◆ PROMPT
In the records below, find the lines that include "core" and copy each.

◆ DATA SECTION
PR #9542, opened 2023-02-12
avm2: Implement `finddef` opcode

Bale001:
This implements a simple opcode that searches the domain for a multiname, and returns the script containing it.


core/src/avm2/activation.rs
```diff
@@ -1742,6 +1743,30 @@ impl<'a, 'gc> Activation<'a, 'gc> {
...
+        method: Gc<'gc, BytecodeMethod<'gc>>,
+        index: Index<AbcMultiname>,
+    ) -> Result<FrameControl<'gc>, Error<'gc>> {
+        let multiname = self.pool_multiname_static(method, index)?;
+        avm_debug!(self.avm2(), "Resolving {:?}", *multiname);
+        if let Some((_, mut found)) = self.domain().get_defining_script(&multiname)? {
+            let object = found.globals(&mut self.context)?;
+            self.push_stack(object);
+        } else {
+            return Err(Error::AvmError(crate::avm2::error::reference_error(
```
adrian17, line 1757: I think the impl should be next to Domain::get_defined_value, as most of the code there is nearly identical
(in fact, get_defined_value could use this new method under the hood, right? It's just find_def + get_property)

core/src/avm2/domain.rs
```diff
@@ -121,25 +121,36 @@ impl<'gc> Domain<'gc> {
...
     }
 
+    /// Resolve a Multiname and return the script that provided it.
+    ///
+    /// If a name does not exist or cannot be resolved, an error will be thrown.
+    pub fn find_defining_script(
+        self,
+        activation: &mut Activation<'_, 'gc>,
+        multiname: &Multiname<'gc>,
+    ) -> Result<(QName<'gc>, Script<'gc>), Error<'gc>> {
```
adrian17, line 131: just a question: do you think we still need this dance with `get_defining_script` returning a QName that we later use to `get_property`? As in, can't we just use the input multiname directly?
There might be some good motivation as to why we did it this way originally, but it could also be just "get_property used to take a QName arg, so we needed to grab the correct namespace".

adrian17: (this is a note for possible future simplification, don't need to simplify this in this PR :) )

adrian17 (approved):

◆ WRITTEN SOLUTION
core/src/avm2/activation.rs
core/src/avm2/domain.rs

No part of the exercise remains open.